We asked the shared_configs repo which branches point at the sul-lyberservices-{ENV} Redis instances via (for prod):

$ for commit in $(git grep sul-lyberservices-prod.stanford.edu:6379 $(git rev-list --all) | cut -d: -f1 | sort | uniq); do > git branch -r --contains $commit
> done | sort | uniq

It reported the following robot suites used shared_configs to specify Redis connection information (for prod):

origin/kurma-robots1-prod
origin/preservation_robots_prod
origin/sdr-preservation-core_prod
origin/sul-robots-prod
origin/was-robots1-prod

We documented our findings on the robot-master wiki, and made the necessary changes in shared_configs. These PRs were done on the day the migration for a given env (stage/prod) was done. For robot suites not in shared_configs, we changed the Redis connection information on each robot suite box (in e.g., ~/{ROBOT_SUITE}/shared/config/environments/production.rb). (Again, see the robots FAQ for more detail on this.)

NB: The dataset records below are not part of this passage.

PR #272, opened 2016-02-18
ENH/API: stage and unstage report objects they touched

danielballan:
I think this will give us the information we need to address https://github.com/NSLS-II/bluesky/issues/343. Without a reproducible bug report it's hard to be sure, but either way this is useful. Now a plan can know what children have been staged to avoid staging a parent and then redundantly trying to stage its child.

### DIFF
--- a/ophyd/device.py
+++ b/ophyd/device.py
@@ -348,7 +348,14 @@ class BlueskyInterface:
         return OrderedDict()
 
     def stage(self):
-        "Prepare the device to be triggered."
+        """
+        Prepare the device to be triggered.
+
+        Returns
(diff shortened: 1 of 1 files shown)


klauer:
Looks good to me.

The only annoying thing will be doing a `stage()` on the command line during debugging and getting a 5 page long `repr` of all the sub-devices, though. Even if you switched this to returning attribute names, you wouldn't be able to represent `self`. Oh well, merging.

danielballan:
Yeah, I had the same thought about the annoying avalanche of device reprs. Oh well.

Issue #274, opened 2016-02-19
Timestamps on EpicsSignal subscriptions report connected time


klauer:
@tacaswell reports it to be even down to the `epics.PV` instance...

klauer:
The issue appears to be a bit different than how it was described. Using a changing analog signal from the pyepics test IOC:

`timestamp_test.py`:
```python
import epics
import time


print('---no auto monitor---')
pv = epics.PV('Py:ai1', auto_monitor=False)
for i in range(5):
    print(i, pv.get(), pv.timestamp)
    time.sleep(0.5)

print('---auto monitor---')
pv = epics.PV('Py:ai1', auto_monitor=True)
for i in range(5):
    print(i, pv.get(), pv.timestamp)
    time.sleep(0.5)
```

The result is:
```
---no auto monitor---
0 26014765.98530756 1456159986.097599
1 26014808.778748155 1456159986.097599
2 26014849.83631311 1456159986.097599
3 26014882.24231184 1456159986.097599
4 26014925.603762623 1456159986.097599
---auto monitor---
0 26014965.722436387 1456159988.707162
1 26015000.455023106 1456159989.160914
2 26015040.582511295 1456159989.685176
3 26015075.78901469 1456159990.145105
4 26015115.85461942 1456159990.668578
```

When auto_monitor is disabled, `pv.timestamp` never updates. Re-creating the PV with auto_monitor on gives back the correct timestamps.

PR #275, opened 2016-02-23
FIX: non-automonitored EpicsSignal timestamps

klauer:
Ref #274

### DIFF
--- a/ophyd/signal.py
+++ b/ophyd/signal.py
@@ -273,6 +273,9 @@ class EpicsSignalBase(Signal):
     @raise_if_disconnected
     def timestamp(self):
         '''Timestamp of readback PV, according to EPICS'''
+        if not self._read_pv.auto_monitor:
+            # force updating the timestamp when not using auto monitoring
+            self._read_pv.get_timevars()
         return self._read_pv.timestamp
 
     @property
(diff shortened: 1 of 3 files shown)


tacaswell:
Does this mean we can get into the state where we get the value from one epics 'update' (record processing? sorry, do not know the right terms of art) and then the timestamp from the next in a `read` call?

klauer:
It would be the same if `automonitor` were enabled and a value update callback came inbetween a call to `get()` and `.timestamp` - it's not an atomic operation in either case.

tacaswell:
fair enough.  I take it `pyepics` does not have an atomic operation for this?

klauer:
If automonitored, `epics.PV` value and timestamp come back in the same C `struct` (assuming `form='time'`). However, as it requires two calls on the pyepics level (`get()` and `.timestamp`), therein lies the possibility for a mismatch.

If not automonitored, two `libca` calls are required (at least in the current implementation) to get the value then the timestamp (`get_timevars` at the `epics.PV` level). There's certainly more of a possibility for a mismatch in this case.

We should probably return to the case of automonitoring when timestamps matter - updating the internal state of `EpicsSignal` objects based on the callback data (as the timestamp/value will come bundled together). This would mean that `EpicsSignal.get()` would have to start replicating the logic of the various permutations of `epics.PV.get`'s keyword arguments.

tacaswell:
:+1: 

This needs to get merged before tagging @danielballan

PR #276, opened 2016-02-23
MNT: Example cleanup

klauer:
Referring to the awful results of https://landscape.io/github/NSLS-II/ophyd/5/messages/smell, it became apparent that the examples needed a trimming. The remaining examples are not exactly good examples or terribly useful - however, with this PR they should all at least run.

There were a few configuration-related mistakes I found in the main repo, though, so this may be worth retagging for. (Sorry, @danielballan)


klauer:
Rebased and further cleaned up - landscape reports 96% now.

ophyd/areadetector/plugins.py
```diff
@@ -419,7 +411,14 @@ class OverlayPlugin(PluginBase):
                              ('y', 'MaxSizeY_RBV'))),
                    doc='The maximum size in XY')
 
-    overlay_1 = C(Overlay, 'Overlay1:')
```
danielballan: Does this call for a DynamicDeviceCompoent? I don't super care, though. Everything else looks good. Self-merge at will.

examples/config.py
```diff
@@ -75,4 +75,5 @@ def setup_loggers(logger_names, fmt=LOG_FORMAT):
                   ]
 
 # this is a real instrument - it is not currently used, but be cautious!
-scalers = ['XF:23ID2-ES{Sclr:1}']
+# scalers = ['XF:23ID2-ES{Sclr:1}']
+scalers = ['XF:03IDC-ES{Sclr:2}']
```
tacaswell: is this still a real insturment?

ophyd/areadetector/plugins.py
klauer: Probably would have been a good idea.

examples/config.py
klauer: Yes, we don't have a software-only scaler.

PR #280, opened 2016-02-27
FIX: If a sub-device is staged, the entire device is staged.

danielballan:
Consider a device `d` with a subdevice `d.s`.

Before #272, `RE(Count([d, d.s]))` errored because the RunEngine tried to redundantly stage `d.s`. Now that `d.stage()` returns `[d, d.s]`, the RunEngine knows to skip staging `d.s`. But `RE(Count([d.s, d]))` (note the reverse order) still errors. The RunEngine has no way of telling `d` not to stage its child `d.s`. (And that is probably a good thing -- it's not the RunEngine's business.)

Possible solutions:
1. Stop being strict that a device can't be staged redundantly. Downside: the risk of failing to clean up and, say, writing into an old file by mistake.
2. Accept arguments to `stage()` that would affect which child devices get staged.
3. Insist that staging a child causes its parent to staged. Thus, `d.s.stage()` would stage `d` as well and return `[d, d.s]`. Thus the RunEngine knows to skip staging `d`.

This PR is Solution 3. That is to say, you can't stage *part* of a device. That makes sense to me: the device was grouped for a reason. And one could imagine people getting into trouble trying to stage part of an area detector (the file-writer but not the trigger, for example).

Implementation note: The ~~`stage_rachet`~~ [renamed] `_defer_to_parent` flag is way of avoiding this infinite loop: child defers to parent, which tries to stage child, which defers to parent, which tries to stage child.... Credit to @tacaswell for thinking of this pattern.

cc @ambarb @cmazzoli Once this gets merged, you can put detectors into `gs.DETS` in any order.

### DIFF
--- a/ophyd/device.py
+++ b/ophyd/device.py
@@ -372,7 +372,6 @@ class BlueskyInterface:
         if self.parent is not None and self._defer_stage_to_parent:
             # Stage parent, which will then stage self.
             return self.parent.stage()
-        self._defer_stage_to_parent = True  # reset for next time
         logger.debug("Staging %s", self.name)
         self._staged = Staged.partially
 
@@ -401,9 +400,8 @@ class BlueskyInterface:
                     try:
                         device._defer_stage_to_parent = False
                         device.stage()
-                    except Exception:
+                    finally:
                         device._defer_stage_to_parent = True
-                        raise
                     devices_staged.append(device)
         except Exception:
             logger.debug("An exception was raised while staging %s or "
@@ -430,7 +428,6 @@ class BlueskyInterface:
         if self.parent is not None and self._defer_unstage_to_parent:
             # Stage parent, which will then stage self.
             return self.parent.unstage()
-        self._defer_unstage_to_parent = True  # reset for next time
         logger.debug("Unstaging %s", self.name)
         self._staged = Staged.partially
         devices_unstaged = []
@@ -442,9 +439,8 @@ class BlueskyInterface:
                 try:
                     device._defer_unstage_to_parent = False
                     device.unstage()
-                except Exception:
+                finally:
                     device._defer_unstage_to_parent = True
-                    raise
                 devices_unstaged.append(device)
 
         # Restore original values.
--- a/ophyd/device.py
+++ b/ophyd/device.py
@@ -362,11 +362,13 @@ class BlueskyInterface:
         if self._staged == Staged.no:
             pass  # to short-circuit checking individual cases
         elif self._staged == Staged.yes:
-            raise RedundantStaging("Device is already staged. Unstage it first.")
+            raise RedundantStaging("Device {!r} is already staged. "
+                                   "Unstage it first.".format(self))
         elif self._staged == Staged.partially:
-            raise RedundantStaging("Device has been partially staged. Maybe the "
-                               "most recent unstaging encountered an error "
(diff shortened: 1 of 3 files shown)


ophyd/device.py
```diff
@@ -360,11 +360,19 @@ def stage(self):
...
+                                "to cleanup from last use before staging "
+                                "again.")
         elif self._staged == Staged.partially:
             raise RuntimeError("Device has been partially staged. Maybe the "
                                "most recent unstaging encountered an error "
                                "before finishing. Try unstaging again.")
+            if self.parent is not None:
+                # Defer to self.parent, which then stages self and siblings.
+                try:
+                    return self.parent.stage()
```
tacaswell: Won't this cause an infinite loop still?

danielballan:
@tacaswell This gets tricky because child calls parent calls sibling calls parent (again) which is at this point in a "partially staged" stage and raises. Latest force-pushed commit might finally have this right.

tacaswell:
I think the parent needs to set `defer_to_parent` to `False` in each of it's children before it calls them.

danielballan:
When you're right, you're right.

On Sat, Feb 27, 2016 at 5:24 PM -0800, "Thomas A Caswell" <notifications@github.com<mailto:notifications@github.com>> wrote:


I think the parent needs to set defer_to_parent to False in each of it's children before it calls them.

klauer:
The PR message makes me think I understand this, but then I look at the code and end up confused. @danielballan can we have a quick chat about this tomorrow?

danielballan:
@klauer Do the new tests help? I also corrected the implementation. I'm happy to discuss in person tomorrow as well.

ophyd/device.py
```diff
@@ -422,7 +437,12 @@ def unstage(self):
         for attr in self._sub_devices[::-1]:
             device = getattr(self, attr)
             if hasattr(device, 'unstage'):
-                device.unstage()
+                try:
+                    device._defer_unstage_to_parent = False
+                    device.unstage()
+                except Exception:
```
tacaswell: I think this should be a `finally`

danielballan:
More tests! In an ideal world, these tests would have less repeated code. I know how to do this in nose, but ten minutes of reading didn't make it clear how to do this in py.test. I'm hoping we can punt and just be grateful for copious tests. :- D

tacaswell:
@ericdill any advice on how to do generative tests?

ericdill:
@tacaswell I assume that by "generative tests" you are talking about the `yield func, arg1, arg2, ...` syntax in nose. Here is a basic example that uses the `@pytest.mark.parameterize` fixture.  @danielballan If I can see your implementation in nose I can show you how I would translate it to pytest

```python
################# Yield style with nose #################

def test_func(num, char):
    # do something interesting with num and char
    pass

def yield_test():
    list1 = [1, 2, 3]
    list2 = list('abc')

    for num, char in zip(list1, list2):
        yield test_func, num, char


################# Fixture style with pytest #################

@pytest.mark.parametrize('num char', zip([1, 2, 3], ['a', 'b', 'c']))
def test_func(num, char):
    # do something interesting with num and char
    pass
```

klauer:
(In case anyone else is thinking to click 'merge' here, please wait - we discussed an alternative offline)

PR #281, opened 2016-03-01
FIX:Add the RuntimeError handling.

hhslepicka:


hhslepicka:
@klauer

klauer:
This was a bit of an oversight which @hhslepicka ran into (myself separately as well).
The timeout status check all happens in a background thread, so the end result is that this just dumps an annoying exception to the console. 

The reason why this PR is not also calling `_finished` when `RuntimeError` is raised is because at this point, the status object has already been marked as completed.

So:

1. done=True, success=True -> return silently
2. done=True, success=False -> RuntimeError
3. operation didn't complete in the given time -> TimeoutError

In short :+1:

tacaswell:
For my curiosity, where does the `RunTimeerror` come from?

klauer:
@tacaswell https://github.com/hhslepicka/ophyd/blob/7ed004a716abb9196a958b4488de651b55fded97/ophyd/status.py#L212

tacaswell:
Fair enough.

<bikeshe> maybe we want a custom exception here?  I am a bit worried about shadowing a `RuntimeError` from something else </bikeshed>

tacaswell:
sigh, html needs to add a bikeshed tag so what I typed into the previous message would have worked.

klauer:
```python
exception RuntimeError:
Raised when an error is detected that doesn’t fall in any of the other categories. 
```

`OperationFailedError`, `StatusCompletedButNotSuccessfullyError`? I don't really care either way... If you do, PR and bikeshed away

ericdill:
@tacaswell, HTML might have a bikeshed tag, but you spelled the opening tag "bikeshe" :smile:

PR #282, opened 2016-03-02
Expose new 'root' attribute, pointing to ultimate ancestor

danielballan:
This, plus a forthcoming bluesky PR, solves the problem that #280 meant to solve, better. Thanks, @klauer.

### DIFF
--- a/ophyd/device.py
+++ b/ophyd/device.py
@@ -5,7 +5,7 @@ from collections import (OrderedDict, namedtuple)
 
 from .ophydobj import OphydObject
 from .status import DeviceStatus
-from .utils import (ExceptionBundle, set_and_wait)
+from .utils import (ExceptionBundle, set_and_wait, RedundantStaging)
 
 logger = logging.getLogger(__name__)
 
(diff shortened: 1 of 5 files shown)


ophyd/device.py
```diff
@@ -348,6 +348,15 @@ def read(self):
     def describe(self):
         return OrderedDict()
 
+    @property
+    def root(self):
```
klauer: `Device` is an `OphydObject` - do we need this on both?

ophyd/device.py
```diff
@@ -805,3 +816,7 @@ def _repr_info(self):
         yield ('read_attrs', self.read_attrs)
         yield ('configuration_attrs', self.configuration_attrs)
         yield ('monitor_attrs', self.monitor_attrs)
+
+
+class RedundantStaging(Exception):
```
klauer: Can you please move this to `ophyd.utils.errors` and subclass from `OpException`?

danielballan:
See https://github.com/NSLS-II/bluesky/pull/369

ophyd/device.py
danielballan: Good call. Done.

klauer:
:+1:

PR #284, opened 2016-03-03
MNT: do not include precision if not an int

tacaswell:


klauer:
`precision` is not required in the schema. If you're ok with the change, merge it @dchabot

tacaswell:
I am biased towards _not_ adding it if it does not make sense vs including bogus values.  Checking 'do I have this' is simpler than checking 'is this valid'.  

This also makes it easier to find IOCs that should be returning precision but are not.

PR #285, opened 2016-03-03
FIX: correct inheritance of squashing tiff

tacaswell:


klauer:
No tests cover this, but @tacaswell vouches for its correctness

PR #286, opened 2016-03-03
ENH: Positioner/EpicsMotor Additions Partially Fix Issue: #273

### LINKED ISSUE #100: Scan continues when hard limit switch is hit
ascan does not stop or give an error when scanned motor hits a _hard_ limit switch.

### LINKED ISSUE #273: Positioner/EpicsMotor Additions
@danielballan, @dchabot, @klauer 
Per discussed on the meeting on Feb, 17th regarding the EpicsMotor we decided that Positioner/EpicsMotor should implement the following:

- [ ] homing
- [ ] calibration (exists in commands.py?)
- [ ] limit switch stat (+ exception raising + status object stuff)
- [ ] velocity
- [ ] acceleration
- anything else?

hhslepicka:
- [x] Homing
- [x] Calibration - set_current_position
- [x] Limit Switch Status
- [x] Velocity
- [x] Acceleration
- [x] Offset and Offset Freeze
- [x] Check the limit switches on the _move_changed prior to invoke _done_moving.
- [x] Tests

Closes #273 
Closes #100

### DIFF
--- a/ophyd/commands.py
+++ b/ophyd/commands.py
@@ -236,6 +236,16 @@ def mov(positioner, position):
                 flag += 1
 
     print(tc.Normal + '\n')
+    for err in [s for s in stat if s.success == False]:
+        device = err.pos
+        reason = "Unknown"
+        if isinstance(device, EpicsMotor):           
+            if device.at_high_limit_switch:
+                reason = "Motor reached the high limit switch."
+            elif device.at_low_limit_switch:
+                reason = "Motor reached the low limit switch."
+
+        print('Warning: {} failed to reach the target position. Reason: {}'.format(device.name, reason))
 
 
 @ensure(PositionerBase, None)
--- a/ophyd/commands.py
+++ b/ophyd/commands.py
@@ -236,7 +236,7 @@ def mov(positioner, position):
                 flag += 1
 
     print(tc.Normal + '\n')
-    for err in [s for s in stat if s.success == False]:
+    for err in [s for s in stat if not s.success]:
         device = err.pos
         reason = "Unknown"
         if isinstance(device, EpicsMotor):           
--- a/ophyd/epics_motor.py
+++ b/ophyd/epics_motor.py
@@ -176,9 +176,9 @@ class EpicsMotor(Device, PositionerBase):
         status = super().move(position, **kwargs)
 
         if direction == HomeEnum.forward:
-            self.motor_home_forward.put(1, wait=False)
+            self.home_forward.put(1, wait=False)
         else:
-            self.motor_home_reverse.put(1, wait=False)
+            self.home_reverse.put(1, wait=False)
 
         try:
             if wait:
--- a/ophyd/epics_motor.py
+++ b/ophyd/epics_motor.py
@@ -156,9 +156,9 @@ class EpicsMotor(Device, PositionerBase):
            Position to set.
 
         '''
-        self.motor_set_use_switch.put(1, wait=True)
+        self.set_use_switch.put(1, wait=True)
         self.user_setpoint.put(pos, wait=True)
-        self.motor_set_use_switch.put(0, wait=True)
+        self.set_use_switch.put(0, wait=True)
 
     @raise_if_disconnected
     def home(self, direction, wait=True, **kwargs):
@@ -217,7 +217,7 @@ class EpicsMotor(Device, PositionerBase):
         if was_moving and not self._moving:
             success = True
             # Check if we are moving towards the low limit switch
-            if self.motor_direction_of_travel.get() == 0:
+            if self.direction_of_travel.get() == 0:
                 if self.low_limit_switch.get() == 1:
                     success = False
             # No, we are going to the high limit switch
--- a/ophyd/epics_motor.py
+++ b/ophyd/epics_motor.py
@@ -55,15 +55,15 @@ class EpicsMotor(Device, PositionerBase):
     motor_is_moving = Cpt(EpicsSignalRO, '.MOVN')
     motor_done_move = Cpt(EpicsSignalRO, '.DMOV')
     motor_stop = Cpt(EpicsSignal, '.STOP')
-    motor_offset_freeze_switch = Cpt(EpicsSignal, '.FOFF')
-    motor_velocity = Cpt(EpicsSignal, '.VELO')
-    motor_acceleration = Cpt(EpicsSignal, '.ACCL')
-    motor_set_use_switch = Cpt(EpicsSignal, '.SET')
-    motor_at_high_limit_switch = Cpt(EpicsSignal, '.HLS')
-    motor_at_low_limit_switch = Cpt(EpicsSignal, '.LLS')
-    motor_home_forward = Cpt(EpicsSignal, '.HOMF')
-    motor_home_reverse = Cpt(EpicsSignal, '.HOMR')
-    motor_direction_of_travel = Cpt(EpicsSignal, '.TDIR')
+    offset_freeze_switch = Cpt(EpicsSignal, '.FOFF')
+    velocity = Cpt(EpicsSignal, '.VELO')
+    acceleration = Cpt(EpicsSignal, '.ACCL')
+    set_use_switch = Cpt(EpicsSignal, '.SET')
+    high_limit_switch = Cpt(EpicsSignal, '.HLS')
+    low_limit_switch = Cpt(EpicsSignal, '.LLS')
+    home_forward = Cpt(EpicsSignal, '.HOMF')
+    home_reverse = Cpt(EpicsSignal, '.HOMR')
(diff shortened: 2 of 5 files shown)


klauer:
Great work, @hhslepicka! 

You'll notice that this PR also updates circle to use py.test, with overhauled epicsmotor tests (which are much more granular).

ophyd/epics_motor.py
```diff
@@ -42,12 +48,23 @@ class EpicsMotor(Device, PositionerBase):
...
         The amount of time to wait after moves to report status completion
     '''
+    user_offset = Cpt(EpicsSignal, '.OFF')
     user_readback = Cpt(EpicsSignalRO, '.RBV')
     user_setpoint = Cpt(EpicsSignal, '.VAL', limits=True)
     motor_egu = Cpt(EpicsSignal, '.EGU')
     motor_is_moving = Cpt(EpicsSignalRO, '.MOVN')
     motor_done_move = Cpt(EpicsSignalRO, '.DMOV')
     motor_stop = Cpt(EpicsSignal, '.STOP')
+    motor_offset_freeze_switch = Cpt(EpicsSignal, '.FOFF')
```
dchabot: Suggest dropping the redundantly redundant 'motor_' naming.

ophyd/epics_motor.py
```diff
@@ -42,12 +48,23 @@ class EpicsMotor(Device, PositionerBase):
...
+    motor_velocity = Cpt(EpicsSignal, '.VELO')
+    motor_acceleration = Cpt(EpicsSignal, '.ACCL')
+    motor_set_use_switch = Cpt(EpicsSignal, '.SET')
+    motor_at_high_limit_switch = Cpt(EpicsSignal, '.HLS')
```
dchabot: How about just 'high_limit_switch', 'low_limit_switch'?

ophyd/epics_motor.py
```diff
@@ -155,7 +259,17 @@ def _move_changed(self, timestamp=None, value=None, sub_type=None,
...
-            self._done_moving(timestamp=timestamp, value=value)
+            success = True
+            # Check if we are moving towards the low limit switch
+            if self.motor_direction_of_travel.get() == 0:
+                if self.at_low_limit_switch:
+                    success = False
+            # No, we are going to the high limit switch
+            else:
+                if self.at_high_limit_switch:
+                    success = False
```
dchabot: Is checking the direction of travel necessary?
```python
if self.at_low_limit_switch or self.at_high_limit_switch:
    success = False

self._done_moving(...)
```

ophyd/epics_motor.py
```diff
@@ -129,6 +146,93 @@ def position(self):
...
+            self.motor_home_reverse.put(1, wait=False)
+
+        try:
+            if wait:
+                status_wait(status)
+        except KeyboardInterrupt:
+            self.stop()
+            raise
+
+        return status
```
dchabot: I have a few questions about `def home`.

Re-deploy robot suites to point them at new Redis location

This was documented on the robot-master wiki.

Migrate robot-master

Determine and document where robot-master config lives

We documented our findings on the robot-master wiki. Note: robot-master does not use shared_configs. Configs for robot-master live in ~/robot-master/shared/config/ on sul-lyberservices-{ENV}.

Re-deploy robot-master to point at new Redis location

This was documented on the robot-master wiki.

🍾 Success 🍾

We scheduled the production migration for September 25th. It began shortly after 8am and was completed around 9:45am. Ben Albritton then ran some end-to-end tests and determined that the migration was a success. An all-clear message was sent out to affected teams shortly thereafter.